Namespace: Imsl.DataMining
Assembly: ImslCS (in ImslCS.dll) Version: 6.5.2.0

Syntax

C++

Copy

public class NaiveBayesClassifier

Public Class NaiveBayesClassifier

public ref class NaiveBayesClassifier

type NaiveBayesClassifier =  class end

The NaiveBayesClassifier type exposes the following members.

Constructors

	Name	Description
	NaiveBayesClassifier	Constructs a NaiveBayesClassifier.

Top

Methods

	Name	Description
	ClassError	Returns the classification probability error for the input pattern and known target classification.
	CreateContinuousAttribute(IProbabilityDistribution)	Create a continuous variable and the associated distribution function.
	CreateContinuousAttribute(IProbabilityDistribution)	Create a continuous variable and the associated distribution functions for each target classification.
	CreateNominalAttribute	Create a nominal attribute and the number of categories
	Equals	Determines whether the specified object is equal to the current object. (Inherited from Object.)
	Finalize	Allows an object to try to free resources and perform other cleanup operations before it is reclaimed by garbage collection. (Inherited from Object.)
	GetClassCounts	Returns the number of patterns for each target classification.
	GetClassificationErrors	Returns the classification probability errors for each pattern in the training data.
	GetHashCode	Serves as a hash function for a particular type. (Inherited from Object.)
	GetMeans	Returns a table of means for each continuous attribute in continuousData segmented by the target classes in classificationData.
	GetPredictedClass	Returns the predicted classification for each training pattern.
	GetProbabilities	Returns the predicted classification probabilities for each target class.
	GetStandardDeviations	Returns a table of standard deviations for each continuous attribute in continuousData segmented by the target classes in classificationData.
	GetTrainingErrors	Returns a table of classification errors of non-missing classifications for each target classification plus the overall total of classification errors.
	GetType	Gets the Type of the current instance. (Inherited from Object.)
	IgnoreMissingValues	Specifies whether or not missing values will be ignored during the training process.
	MemberwiseClone	Creates a shallow copy of the current Object. (Inherited from Object.)
	PredictClass	Predicts the classification for the input pattern using the trained Naive Bayes classifier.
	Probabilities	Predicts the classification probabilities for the input pattern using the trained Naive Bayes classifier.
	ToString	Returns a string that represents the current object. (Inherited from Object.)
	Train	Trains a Naive Bayes classifier for classifying data into one of nClasses target classifications.

Top

Properties

	Name	Description
	ContinuousSmoothingValue	Parameter for calculating smoothed estimates of conditional probabilities for continuous attributes.
	DiscreteSmoothingValue	Parameter for calculating smoothed estimates of conditional probabilities for discrete (nominal) attributes.
	ZeroCorrection	Specifies the replacement value to be used for conditional probabilities equal to zero.

Top

Remarks

NaiveBayesClassifier trains a Naive Bayes classifier for classifying data into one of nClasses target classes. Input attributes can be a combination of both nominal and continuous data. Ordinal data can be treated as either nominal attributes or continuous. If the distribution of the ordinal data is known or can be approximated using one of the continuous distributions, then associating them with continuous attributes allows a user to specify that distribution. Missing values are allowed.

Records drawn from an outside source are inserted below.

Issue #6691, opened 2025-02-23
[ENH] Generate shared utility module in `cythonize()`


matusvalo:
### Is your feature request related to a problem? Please describe.

PR #6531 introduces CLI argument for generating shared module. The workflow using new argument does not integrate well into setuptools machinery because it needs one extra step of calling cython.

### Describe the solution you'd like.

We should integrate generating shared module in `cythonize()` to generate shared utility extention module together with compilation of cython files. Hence, for following code structure:

```
mypkg/
+-- __init__.py
+-- subpkg1/
    +-- __init__.py
    +-- module.pyx
```

we should be able to write following `setup.py` file:

```python
from Cython.Build import cythonize
from setuptools import setup, Extension

extensions = [
    Extension("*", ["**/*.pyx"]),
]

setup(
  ext_modules = cythonize(extensions, shared_utility_qualified_name='mypkg.shared._cyutility')
)
```

build system will produce following structure:

```
mypkg/
+-- __init__.py
+-- shared/
|   +-- __init__.py
|   +-- _cyutility.cpython-311-x86_64-linux-gnu.so  
+-- subpkg1/
    +-- __init__.py
    +-- module.cpython-311-x86_64-linux-gnu.so
```

where:
1. `_cyutility.cpython-311-x86_64-linux-gnu.so` is shared utility extension module automatically generated and compiled by the build system.
2. `module.cpython-311-x86_64-linux-gnu.so` is compiled with `shared_utility_qualified_name` directive set to `mypkg.shared._cyutility`
3. build system will create all necessary directories and `__init__.py` files if they do not exists to ensure that shared utility is importable under provided full qualified module name.
4. build system will automatically compile all extensions passed to `cythonize()` with proper directive to use utility code from shared utility extention module. 
### Describe alternatives you've considered.

N/A

### Additional context

See discussion in https://mail.python.org/pipermail/cython-devel/2025-February/005466.html

PR #6728, opened 2025-03-14
Generate and use shared library for MemoryView Utility code [Context attribute]

matusvalo:
This is variant of #6531 with `shared_utility_qualified_name` as `Context` attribute:

```python
######## setup.py ########

import numpy

extensions = [
    Extension("*", ["**/*.pyx"], include_dirs=[numpy.get_include()]),
    Extension("pkg2.CythonShared", sources=["pkg2/CythonShared.c"])
]

setup(
  ext_modules = cythonize(extensions, shared_utility_qualified_name = 'pkg2.CythonShared')
)
```

> [!NOTE] 
> ~There is missing peace of code for including shared library as dependency.~ Moreover, we should define how we will proceed with #6691 (we are introducing the parameter but the logic for creation of package is not present)


Cython/Compiler/ModuleNode.py
```diff
@@ -177,7 +177,7 @@ def extend_if_not_in(L1, L2):
             # Ensure that we don't generate import code for these entries!
             for entry in scope.c_class_entries:
                 entry.type.module_name = self.full_module_name
-                entry.type.scope.directives["internal"] = True
+                entry.type.scope.directives["internal"] = internalise_c_class_entries
 
             self.scope.merge_in(scope)
```
scoder, line 182: `merge_scope=True` seems to do something entirely separate. It should be a separate function. And `internalise_c_class_entries()` could also be a separate function that gets called in the appropriate place(s).

scoder (commented):
Looks good to me, overall. As I said, how exactly we enable the flag in `Context` is a matter of taste, not obligation.

Cython/Compiler/MemoryView.py
```diff
@@ -835,26 +845,68 @@ def use_cython_array_utility_code(env):
...
+                    overlapping_utility,
+                    copy_contents_new_utility,
+                    ],
+    )
+    memviewslice_declare_code.requires.append(memoryview_utility_code)
+    copy_contents_new_utility.requires.append(memoryview_utility_code)
+    return memoryview_utility_code, memviewslice_init_code
+
+@Utils.cached_function
+def _get_memoryview_shared_utility_code(shared_utility_qualified_name):
```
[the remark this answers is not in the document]
scoder: I just noticed that this doesn't work. Passing the `context` dict misfits the `@cached_function`. Actually, even using it seems already wrong. I'd remove the decorator.

scoder (commented):
On a second look, it seems that you're passing a whole context argument in several places that don't need the complete set of information. If it's enough to pass the shared module name, then pass the shared module name instead of the complete context. If there's more to pass, then it depends. But currently, both cases don't seem separated.

Additionally, the term `context` is used for different things all across the code, also in this PR. That's unhelpful for the understanding of the code.

Cython/Compiler/ModuleNode.py
scoder: As far as I can tell, we are only using this feature in utility code and not pxd injected code. Isn't this something that `UtilityCode.get_tree()` could do already?

Cython/Compiler/ExprNodes.py
```diff
@@ -5511,7 +5515,11 @@ def analyse_as_type(self, env):
             if not self.start and not self.stop:
                 # memory view
                 from . import MemoryView
-                env.use_utility_code(MemoryView.view_utility_code)
+                env.use_utility_code(
+                    MemoryView.get_view_utility_code(
+                        env.shared_utility_qualified_name
```
scoder, line 5520:
```suggestion
                        env.context.shared_utility_qualified_name
```

Cython/Compiler/MemoryView.py
```diff
@@ -756,7 +756,7 @@ def _resolve_NameNode(env, node):
     except AttributeError:
         raise CompileError(node.pos, INVALID_ERR)
 
-    viewscope = env.global_scope().context.cython_scope.viewscope
+    viewscope = env.context.cython_scope.viewscope
```
scoder, line 759: This is unrelated to this PR, but – do we really need to go through the context for this? Is there no direct way just through the scopes? :-o

Cython/Build/SharedModule.py
```diff
@@ -0,0 +1,74 @@
...
+from Cython.Compiler.StringEncoding import EncodedString
+from Cython.Compiler.Scanning import FileSourceDescriptor
+
+def create_shared_library_pipeline(context, scope, options, result):
+
+    def generate_tree_factory(context):
+        def generate_tree(compsrc):
+
+            # Force to generate __Pyx_ExportFunction
+            Options.cimport_from_pyx = True
```
scoder, line 17: As a simple mitigation for this global setting, we should at least reset the original value after our use.

Cython/Compiler/Main.py
```diff
@@ -92,7 +94,7 @@ def __init__(self, include_directories, compiler_directives, cpp=False,
     @classmethod
     def from_options(cls, options):
         return cls(options.include_path, options.compiler_directives,
-                   options.cplus, options.language_level, options=options)
+                   options.cplus, options.language_level, options.shared_utility_qualified_name, options=options)
```
scoder, line 97: Seeing this, it really makes no sense. The `Context` knows its `.options` and we're only duplicating the option into the `Context` here.  Just go through the options then. That will mean that several places that now pass the `Context` down into a function can instead pass only `context.options`. Again, less dependencies.

scoder:
Regarding the CLI, I think both alternatives would work, and both are probably fine. However, yours is already implemented and my proposal requires some more details to be clarified. So, I'm fine with keeping the CLI as it now is.

> But I can rename that variable to `template_context`

Sounds good to me.

> I am not sure whether there is other code which can replace new `merge_scope()` function...

Do you mean other code that could use it? Doesn't matter. It's a good as it is and as it is used.

Cython/Compiler/CmdLine.py
```diff
@@ -158,6 +157,11 @@ def create_cython_argparser():
                            'deduced from the import path if source file is in '
                            'a package, or equals the filename otherwise.')
     parser.add_argument('-M', '--depfile', action='store_true', help='produce depfiles for the sources')
+    parser.add_argument("--generate-shared", dest='shared_c_file_path', action='store', type=str,
+                        help='Generates shared module with specified name.')
+    parser.add_argument("--shared", dest='shared_utility_qualified_name', action='store', type=str,
+                        help='Imports utility code from shared module specified by fully qualified module name.')
```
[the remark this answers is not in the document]
scoder: > rewriting whole cython CLI into subcommands

That would be a major disruption for users. I don't think we can do that.

> I don't think we need users to specify a C file path. That just seems redundant.

I'm fine with keeping the two CLI options.

Cython/Build/SharedModule.py
```diff
@@ -0,0 +1,63 @@
...
+
+    # "cimport_from_pyx=True" to force generating __Pyx_ExportFunction
+    parse = Pipeline.parse_stage_factory(context, cimport_from_pyx=True)
+
+    def generate_tree_factory(context):
+        def generate_tree(compsrc):
+            tree = parse(compsrc)
+
+            scope.use_utility_code(
+                    MemoryView.get_view_utility_code(context.shared_utility_qualified_name))
```
scoder, line 21:
```suggestion
            scope.use_utility_code(
                MemoryView.get_view_utility_code(options.shared_utility_qualified_name))
```

Cython/Compiler/Pipeline.py
```diff
@@ -45,7 +45,7 @@ def parse(source_desc):
         return tree
     return parse
 
-def generate_pyx_code_stage_factory(options, result, cimport_from_pyx=False):
+def generate_pyx_code_stage_factory(options, result, cimport_from_pyx=Options.cimport_from_pyx):
```
scoder, line 48: This nails the option at import time, regardless of the value at runtime. If users change it after importing Cython, this will fail to produce the intended result.

It's apparently needed across the whole compiler run, from parse to code generation. Thus, it shouldn't be set just here and during parsing. We should change the setting for the whole run of the `SharedModule` pipeline. You can add a pipeline function as reset step after the code generation.

Cython/Build/SharedModule.py
```diff
@@ -27,15 +26,23 @@ def generate_tree(compsrc):
 
         return generate_tree
 
+    def set_cimport_from_pyx(cimport_from_pyx):
+        def inner(node):
+            Options.cimport_from_pyx = cimport_from_pyx
+            return node
+        return inner
```
scoder, line 33: Almost. We still need to make sure to reset the option to its original value in the end.

```suggestion

    orig_cimport_from_pyx = Options.cimport_from_pyx

    def set_cimport_from_pyx(cimport_from_pyx):
        def inner(node):
            Options.cimport_from_pyx = cimport_from_pyx
            return node
        return inner
```

Cython/Build/SharedModule.py
```diff
@@ -27,15 +26,23 @@ def generate_tree(compsrc):
...
         generate_tree_factory(context),
         *Pipeline.create_pipeline(context, 'pyx', exclude_classes=()),
         Pipeline.inject_pxd_code_stage_factory(context),
         Pipeline.inject_utility_code_stage_factory(context, internalise_c_class_entries=False),
         Pipeline.inject_utility_pxd_code_stage_factory(context),
         Pipeline.abort_on_errors,
-        # "cimport_from_pyx=True" to force generating __Pyx_ExportFunction
-        Pipeline.generate_pyx_code_stage_factory(options, result, cimport_from_pyx=True),
+        Pipeline.generate_pyx_code_stage_factory(options, result),
+        set_cimport_from_pyx(False),
```
scoder, line 45:
```suggestion
        set_cimport_from_pyx(orig_cimport_from_pyx),
```

scoder:
Thanks, @matusvalo. I know that this took a while to get accepted in the end, so, thanks for pushing all the way through to get a very long-standing feature request solved. Even the ticket, long after the first discussions, dates back to 2018.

Before training the classifier the input attributes must be specified. For each nominal attribute, use method CreateNominalAttribute to specify the number of categories in each nNominal attribute. Specify the input attributes in the same column order that they will be supplied to the Train method. For example, if the input attribute in the first two columns of the nominal input data, nominalData, represent the first two nominal attributes and have two and three categories respectively, then the first call to the CreateNominalAttribute method would specify two categories and the second call to CreateNominalAttribute would specify three categories.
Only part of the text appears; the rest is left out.